Crediting his staff and faculty first and foremost, Orr said, "Before we took over five years ago, the school was on probation 10 years in a row. So we've come a long way. We like to call it the new Manierre."

But the improvement at Manierre, at 1420 N. Hudson Ave., wasn't having the desired end result on students.

"We noticed the kids were getting their academics, but they weren't going off to college," Orr said.

The students weren't graduating from the neighborhood Lincoln Park High School.

"So I said, 'You know what? This is something I need to take on,'" Orr said. "If they're dropping out before they're juniors or seniors, then they need to start seeing colleges now, and not just read about going to college, but walk across the Morehouse campus, the Spellman campus, and talk to different people who are in college."

The ultimate goal, he added, is "not just thinking about college, not just wanting to go there, but to try to make it a reality."

Some 99 percent of Manierre students are low-income, with most coming from the Marshall Field Garden Apartments.

"Most of these families just don't have the funds to go to these places," Orr said. "Some of them, this will be their first time on a plane. This will be the first time out of the city. So we're just shooting for the stars."

If that seems overambitious to skeptics, Orr said look at the progress already made at Manierre.

"We were left for dead," he said. "We were the lowest of the lowest. We were one of the schools slated to be closed" in 2013.

"They were actually boxing us up while we were in the building," Orr added.

He was only months into the job when CPS' then-Chief Executive Officer Barbara Byrd Bennett came to the school and gave him 30 minutes "to tell me why should this school be saved," Orr recalled her saying.

"I knew where I wanted to go with the school, so when I finished talking three hours later, when she left, the next day we found out we were saved. From that point on," he added, "we've been moving forward ever since.
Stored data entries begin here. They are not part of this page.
Issue #192, opened 2026-07-26
Docs ship non-compiling examples and v0.1.0 coordinates (7 wrong symbols, 32 stale versions, themonedark package typo)


monkopedia-coder:
## Code-health suggestion (proactive — staged for your review)

**Category:** hygiene (doc/API drift)

**Where:** `README.md`, `docs-site/docs/**`, `theme-one-dark/src/commonMain/kotlin/com/monkopedia/kodemirror/themonedark/OneDark.kt`

**Current:**

The published documentation describes a v0.1.0 library, and several of its code examples cannot compile. All verified against `ded2a41` (`version = "0.3.6-SNAPSHOT"`, 0.3.5 on Central).

**Symbols in documented examples that do not exist:**

| Doc | Claim | Reality |
|---|---|---|
| `docs-site/docs/guide/getting-started.md:59`, `extensions-index.md:22` | `historyKeymap` | 0 hits repo-wide in `*.kt` |
| `getting-started.md:56,110` | `lineNumbers()` | It's a `val`, not a function — `view/…/Gutter.kt:180` |
| `getting-started.md`, `migration.md:168` | `basicSetup + javascript()` | `javascript()` returns `LanguageSupport`, not `Extension` (`language/…/Language.kt`); needs `.extension`, as the library's own KDoc in `basic-setup/…/BasicSetup.kt` says |
| `testing.md:42`, `data-model.md:188,333`, `examples/selection.md:20` | `CursorSpec(7)` / `CursorSpec(anchor = 5)` | `data class CursorSpec(val anchor: DocPos, val head: DocPos? = null)` — `state/…/Transaction.kt:158`. No `Int` overload. |
| `README.md:71` | `basicSetup + kotlin().extension` | No `lang-kotlin` module exists; `fun kotlin(` → 0 hits |
| `README.md:19,104` | Theme "GitHub Light" | No `theme-github*` module exists |
| `extensions-index.md:50` | `com.monkopedia.kodemirror.theme.onedark.oneDark` | Actual package is `com.monkopedia.kodemirror.themonedark` |

**Version drift:** 32 hardcoded `0.1.0` coordinates across `README.md:42,108` and `docs-site/docs/guide/getting-started.md`, `examples/bundle.md`, `guide/migration.md`. Note `docs/release-checklist.md` tells the releaser to `grep -r "SNAPSHOT" docs-site/ README.md`, which by construction never catches these — they're hardcoded *non*-SNAPSHOT.

[...]

PR #292, opened 2026-08-31
Bump the docs to the released 0.3.6 coordinates and reconcile the two release docs

monkopedia-coder:
## Why

0.3.6 is published — `kodemirror-bom-0.3.6.pom` answers `200` on `repo1.maven.org`, where a fabricated `0.9.9` answers `404` — but `README.md` and the docs site still told readers to depend on `0.3.5`. Two tasks, one PR: bump the coordinates, and fix the process disagreement that caused the staleness.

## 1. Coordinate bump — 33 occurrences, each classified before changing

All 33 were read in context rather than `sed`-ed sight unseen: a wrongly-preserved coordinate is a doc bug, but a wrongly-rewritten history entry is a false statement.

| File | Hits | Bump | Leave |
|---|---|---|---|
| `README.md` | 2 | 2 | 0 |
| `docs-site/docs/examples/bundle.md` | 20 | 20 | 0 |
| `docs-site/docs/guide/getting-started.md` | 7 | 7 | 0 |
| `docs-site/docs/guide/migration.md` | 4 | 4 | 0 |

**32 are dependency coordinates** inside Gradle snippets (`implementation("com.monkopedia.kodemirror:<module>:0.3.5")`), including `README.md:42`'s BOM `platform(...)` line and `getting-started.md:40`'s commented-out `basic-setup` line, which a reader is meant to uncomment. **One is a live current-version claim**: `README.md:110`, "This is v0.3.5 — the API may evolve", under Known Limitations.

**Nothing was left.** `migration.md` was flagged as the likeliest place to hold a historical reference and does not hold one: it is a *CodeMirror 6 → Kodemirror* porting guide, not a version-upgrade guide, and `grep -nE '0\.[0-9]+\.[0-9]+|version|upgrad'` over it returns only its four-line dependency block. No file contains a "changed in 0.3.5" / "upgrading from 0.3.5" style statement.

A widened sweep (`0\.[0-9]+\.[0-9]+` over `README.md` + `docs-site/`) found no *other* stale version either — `0.3.5` was the only version string present.

### Verification, positive-controlled

Before: 33× `0.3.5`, **0× `0.3.6`**. Control: `kodemirror` matched 12/21/25/4 in the four files, so the grep could fire.

After:

```
$ grep -rn "0\.3\.5" README.md docs-site/       -> no match  (control: same grep for 0.3.6 -> 33 hits)
$ grep -o  "0\.3\.6" <the four files> | wc -l   -> 33        (2 / 20 / 7 / 4, matching the before-counts)
```

Plus the checklist's own gates: `grep -rEn "com\.monkopedia\.kodemirror:[a-z-]+:[0-9]" docs-site/docs/ README.md | grep -v 0.3.6` → empty; `grep -rn SNAPSHOT docs-site/docs/ README.md` → empty.

### docs-site build

`docs-site` builds with **mkdocs** (`docs.yml` → `build-site` → `mkdocs build`), so it was run. Both this branch and pristine `origin/main` fail identically on the *system* pygments (`AttributeError` in `html.escape`, a Python 3.14 / pymdownx skew — pre-existing, not from this change), so the comparison was made in a clean venv installed from `docs-site/requirements.txt`:

- pristine `origin/main`: exit **0**
- this branch: exit **0**
- warning sets **byte-identical** (`diff` of the sorted `WARNING` lines is empty — all are the expected missing `api/` links, supplied in CI by the dokka artifact)
- rendered `site/`: `0.3.5` **62 → 0**, `0.3.6` **0 → 62** (31 docs-site sources × 2 occurrences each in the generated HTML; `README.md` is not part of the site)

## 2. The two process documents

They disagreed, and it wasn't academic: `docs/release-checklist.md` §2 already required the docs-site/README bump, while `CLAUDE.md`'s release step 1 named only the two version files and `CHANGELOG.md`. **`CLAUDE.md` is what agents actually follow, so its omission is the one that kept winning** — 0.3.3, 0.3.4 and 0.3.6 all shipped with stale docs.

I agree with the proposed reading and did that: the checklist's requirement is *correct behaviour*, so it is added to the authoritative document rather than deleted from the other. `CLAUDE.md` step 1 now carries the docs bump, records why a `SNAPSHOT` grep can never find those coordinates (they are hardcoded release versions), and says to read each hit rather than blind-`sed` it.

**Stated precedence**, which the pair previously lacked in both directions — `CLAUDE.md` never mentioned the checklist and the checklist never mentioned `CLAUDE.md`: `CLAUDE.md` → "Release process" is authoritative for the release process; `docs/release-checklist.md` is its operational companion and **may add detail but may not contradict it**. `docs/` remains authoritative for architecture and design decisions, which is a separate concern from release mechanics — said explicitly in `CLAUDE.md` so the two authority statements don't themselves collide. The checklist now carries the same statement in a header note, so a reader arriving at either file learns which wins.

### Three further contradictions, found by reading both end to end

Fixing only the docs bump would have left the pair still contradictory, so these are corrected in the checklist (the non-authoritative side):

- **§5 created the GitHub Release before publishing.** It ran `gh release create --target main` *ahead of* dispatching `deploy.yml`. That inverts `CLAUDE.md`'s opening rule — "Git tags and GitHub Releases exist **only** for fully-published versions" — and duplicates work `deploy.yml`'s `release` job already does *after* a successful publish (verified in `deploy.yml`: it builds notes from the CHANGELOG section, skips `-SNAPSHOT`/`-RC`, is re-run safe, and uses `--verify-tag`). §5 now only tags and pushes the tag.
- **§4 and §8 pushed straight to `main`**, which the Task Workflow forbids; both now route through the coderbot → reviewer PR flow. **§4's `git add` also listed only the two version files**, so an agent following it literally would have left §2's docs bump uncommitted — the same defect one layer down, and a plausible contributor to the recurrence.
- **§7 pointed at `central.sonatype.com`** with a two-hour sync estimate; it now checks that the BOM resolves from `repo1.maven.org` in the 10–35 min `CLAUDE.md` describes, with the exact `curl -sI` used to verify 0.3.6 above.

§8 (post-release `-SNAPSHOT` bump) is **left in place** — `CLAUDE.md` is silent on it, and silence is expansion, not contradiction, which the new precedence note explicitly permits. Worth flagging separately though: `main` currently reads `version = "0.3.6"` in both version files, not `0.3.7-SNAPSHOT`, so §8 was skipped for this release too. Whether that step should exist at all is a call for the maintainer, not something to delete unilaterally in a docs PR.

"I can't do it without the team I have here," Orr said. "It's not me. It's actually the wonderful job that my teachers are doing.

"They just needed to be reassured, loved, get some professional development, so we recruited more teachers onto our team, and we've been working our butts off for five years."

The story, Orr said, shouldn't go unnoticed given the city's battle with street violence.

"We're trying to bring something positive out of Chicago instead of always reading about someone getting shot," he said

In five years as principal, Orr said he's been to 42 funerals involving people who've attended Manierre or are somehow connected with the school.

So Manierre stays open after hours, he said, to give the students a place to be, like the computer lab, and to keep them off the streets.

"We do everything here to make sure the kids want to come to school and want to stay in school," Orr said, and ideally that includes staying in school through college. "I want them to know they're just as special as everyone else, and they should have the same opportunities."